Issue #289, opened 2018-04-07
Getting Qt5Gui.dll is missing error when running SEGS for the first time


Armingleggings:
I installed the CoX client and set the server IP to 127.0.0.1. I downloaded SEGS and extracted it. I placed the folder in Program Files (x86). When I run SEGS.exe, I get the above listed error. I can download the DLL, but I suspect something else is wrong. Should it have been included? Was there an assumption made about the user environment that isn't true in my case (a missing library or perhaps something like and SDK)? 

I'm running Windows 7 in my Virtual Machine.

Armingleggings:
My mistake. Is there a guide or walkthrough or setup steps page I missed? If not, we might want to have something to make getting started as easy as possible. 

That said, what if I set it to my local ip address? It would have the same effect as localhost without triggering some of the custom stuff ya?

Armingleggings:
Running authserver gives a series of errors about not finding tables and directories. For example: "no such table: costume" and "couldn't load costume.bin from /data/bin". What am I missing?

Armingleggings:
Following instructions. Had to run dbtool -f because the defaults didnt' seem to be working for some reason. That got rid of the SQL errors, but I'm still getting a few more like "config file is missing location_addr" and such. Going back to see if I missed anything else.

Armingleggings:
Yup, I'm stuck now. It's saying the local_addr value isn't in the config, but it is (unless settings.cfg is a decoy). Also warning me about the pigg files, but I've run the pigtool a few time and it executes just fine.

broxen:
Please ensure that the pigg files are located in the segs folder under `/data/` and likewise that the extracted bin files are located under `/data/bin/`

Armingleggings:
Odd... the pigg files are all in place, but there's no data/bin folder... let me look at those instructions for the piggtool again.

Armingleggings:
OH! It creates bin in the root SEGS folder, but it needs to be then moved to data. Got it.

Out of curiosity, couldn't the piggtool just export to data/bin directly instead of requiring the extra step?

Armingleggings:
I don't see a bin folder anywhere. It says it should be in the SEGS output folder, but I downloaded the stable release (didn't compile). I see and "out" file, but no folder and bin is nowhere in the folder structure according to Windows search.

Armingleggings:
[...]

Issue #272, opened 2018-03-12
Documentation needs to be updated to reflect changes in the latest codebase.


broxen:
The READMEs need to be updated and reviewed for conformity with the latest changes to the server, settings.cfg, and dbtool. 

Also, this is a good opportunity to interface with the community and take feedback for streamlining/improving the docs for clarity and simplified use, especially for those without substantial coding experience.

There are several READMEs that need to be updated (these are complete in #418):
- [x] [./README.md](https://github.com/Segs/Segs/blob/7450f2abffc9effaf0cb7748d0568e746d1cc214/README.md) - the root directory readme and first thing users see when viewing our GitHub. This should be geared towards a developer audience looking to compile, BUT needs to provide quick links and clear instructions on where to find our installation and setup guides (and readme)
- [x] [./Projects/CoX/docs/README.md](https://github.com/Segs/Segs/blob/7450f2abffc9effaf0cb7748d0568e746d1cc214/Projects/CoX/docs/README.md) - This readme will appear in the SEGS program (out) directory. It should be geared towards setting up and running the server. It should be clear and concise, and focus on the most common methods for install (don't need to cover every possible configuration, just the most common ones)
- [x] [./Projects/CoX/Utilities/dbtool/README.md](https://github.com/Segs/Segs/blob/0901a04dd4c05d8d92d78ef43265d4d90da45b51/Projects/CoX/Utilities/dbtool/README.md) - an argument might be made for deleting this, but I think it may be valuable to have. At bare minimum we should leave it, and include a link inside to the setup readme in the program directory.
- [x] [./Projects/CoX/Utilities/piggtool/README.md](https://github.com/Segs/Segs/blob/b68162ac97d3b41aefc8f8dc0ba44484f3798682/Projects/CoX/Utilities/piggtool/README.md) - an argument might be made for deleting this as well, but I think it may be valuable to have, if it's updated with real instructions. At bare minimum we should leave it, and include a link inside to the setup readme in the program directory.

broxen:
As part of this, we should update links to the new segs.io url.

Homepage: https://www.segs.io/ (Under construction! construction)
Forums: https://forum.segs.io/
Twitter: https://www.twitter.com/segscode
Wiki: https://github.com/Segs/Segs/wiki
Discord Server: https://discord.segs.io/
IRC: <irc://irc.segs.io/segs>

ldilley:
[...]

PR #369, opened 2018-04-23
Common scenegraph

nemerle:
Map scene graph is loaded on instance's startup

*fix bug in bitstream
**Note** this requires more unpacked pigg files:
* all geom piggs
* all maps piggs


Components/BitStream.cpp
```diff
@@ -365,8 +365,8 @@ int64_t BitStream::Get64Bits()
 
 size_t BitStream::GetAvailSize() const
 {
-    int64_t res = (int64_t)((m_size-m_write_off)-(m_write_bit_off!=0));
-    return std::max<size_t>(0,res);
+    int64_t res = int64_t(m_size)- int64_t(m_write_off)-(m_write_bit_off!=0);
```
broxen: Is `int64_t(var)` typecasting preferable to `(int64_t)var`, or do they work differently?

broxen:
We should resolve conflicts here, but also provide direction on the new piggs that need to be unpacked.

Does binConverter work on these files already? Is this something that could be added to #289? We should mention it there if so. Otherwise we'll need to add these additional instructions to the READMEs #272.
^^^^^^^^^^^^^^^^
— WORK ITEM —
Retype all the data. Nothing may be left out or altered.

— TASK SOLUTION —
Issue #289, opened 2018-04-07
Getting Qt5Gui.dll is missing error when running SEGS for the first time


Armingleggings:
I installed the CoX client and set the server IP to 127.0.0.1. I downloaded SEGS and extracted it. I placed the folder in Program Files (x86). When I run SEGS.exe, I get the above listed error. I can download the DLL, but I suspect something else is wrong. Should it have been included? Was there an assumption made about the user environment that isn't true in my case (a missing library or perhaps something like and SDK)? 

I'm running Windows 7 in my Virtual Machine.

Armingleggings:
My mistake. Is there a guide or walkthrough or setup steps page I missed? If not, we might want to have something to make getting started as easy as possible. 

That said, what if I set it to my local ip address? It would have the same effect as localhost without triggering some of the custom stuff ya?

Armingleggings:
Running authserver gives a series of errors about not finding tables and directories. For example: "no such table: costume" and "couldn't load costume.bin from /data/bin". What am I missing?

Armingleggings:
Following instructions. Had to run dbtool -f because the defaults didnt' seem to be working for some reason. That got rid of the SQL errors, but I'm still getting a few more like "config file is missing location_addr" and such. Going back to see if I missed anything else.

Armingleggings:
Yup, I'm stuck now. It's saying the local_addr value isn't in the config, but it is (unless settings.cfg is a decoy). Also warning me about the pigg files, but I've run the pigtool a few time and it executes just fine.

broxen:
Please ensure that the pigg files are located in the segs folder under `/data/` and likewise that the extracted bin files are located under `/data/bin/`

Armingleggings:
Odd... the pigg files are all in place, but there's no data/bin folder... let me look at those instructions for the piggtool again.

Armingleggings:
OH! It creates bin in the root SEGS folder, but it needs to be then moved to data. Got it.

Out of curiosity, couldn't the piggtool just export to data/bin directly instead of requiring the extra step?

Armingleggings:
I don't see a bin folder anywhere. It says it should be in the SEGS output folder, but I downloaded the stable release (didn't compile). I see and "out" file, but no folder and bin is nowhere in the folder structure according to Windows search.

Armingleggings:
[...]

Issue #272, opened 2018-03-12
Documentation needs to be updated to reflect changes in the latest codebase.


broxen:
The READMEs need to be updated and reviewed for conformity with the latest changes to the server, settings.cfg, and dbtool. 

Also, this is a good opportunity to interface with the community and take feedback for streamlining/improving the docs for clarity and simplified use, especially for those without substantial coding experience.

There are several READMEs that need to be updated (these are complete in #418):
- [x] [./README.md](https://github.com/Segs/Segs/blob/7450f2abffc9effaf0cb7748d0568e746d1cc214/README.md) - the root directory readme and first thing users see when viewing our GitHub. This should be geared towards a developer audience looking to compile, BUT needs to provide quick links and clear instructions on where to find our installation and setup guides (and readme)
- [x] [./Projects/CoX/docs/README.md](https://github.com/Segs/Segs/blob/7450f2abffc9effaf0cb7748d0568e746d1cc214/Projects/CoX/docs/README.md) - This readme will appear in the SEGS program (out) directory. It should be geared towards setting up and running the server. It should be clear and concise, and focus on the most common methods for install (don't need to cover every possible configuration, just the most common ones)
- [x] [./Projects/CoX/Utilities/dbtool/README.md](https://github.com/Segs/Segs/blob/0901a04dd4c05d8d92d78ef43265d4d90da45b51/Projects/CoX/Utilities/dbtool/README.md) - an argument might be made for deleting this, but I think it may be valuable to have. At bare minimum we should leave it, and include a link inside to the setup readme in the program directory.
- [x] [./Projects/CoX/Utilities/piggtool/README.md](https://github.com/Segs/Segs/blob/b68162ac97d3b41aefc8f8dc0ba44484f3798682/Projects/CoX/Utilities/piggtool/README.md) - an argument might be made for deleting this as well, but I think it may be valuable to have, if it's updated with real instructions. At bare minimum we should leave it, and include a link inside to the setup readme in the program directory.

broxen:
As part of this, we should update links to the new segs.io url.

Homepage: https://www.segs.io/ (Under construction! construction)
Forums: https://forum.segs.io/
Twitter: https://www.twitter.com/segscode
Wiki: https://github.com/Segs/Segs/wiki
Discord Server: https://discord.segs.io/
IRC: <irc://irc.segs.io/segs>

ldilley:
[...]

PR #369, opened 2018-04-23
Common scenegraph

nemerle:
Map scene graph is loaded on instance's startup

*fix bug in bitstream
**Note** this requires more unpacked pigg files:
* all geom piggs
* all maps piggs


Components/BitStream.cpp
```diff
@@ -365,8 +365,8 @@ int64_t BitStream::Get64Bits()
 
 size_t BitStream::GetAvailSize() const
 {
-    int64_t res = (int64_t)((m_size-m_write_off)-(m_write_bit_off!=0));
-    return std::max<size_t>(0,res);
+    int64_t res = int64_t(m_size)- int64_t(m_write_off)-(m_write_bit_off!=0);
```
broxen: Is `int64_t(var)` typecasting preferable to `(int64_t)var`, or do they work differently?

broxen:
We should resolve conflicts here, but also provide direction on the new piggs that need to be unpacked.

Does binConverter work on these files already? Is this something that could be added to #289? We should mention it there if so. Otherwise we'll need to add these additional instructions to the READMEs #272.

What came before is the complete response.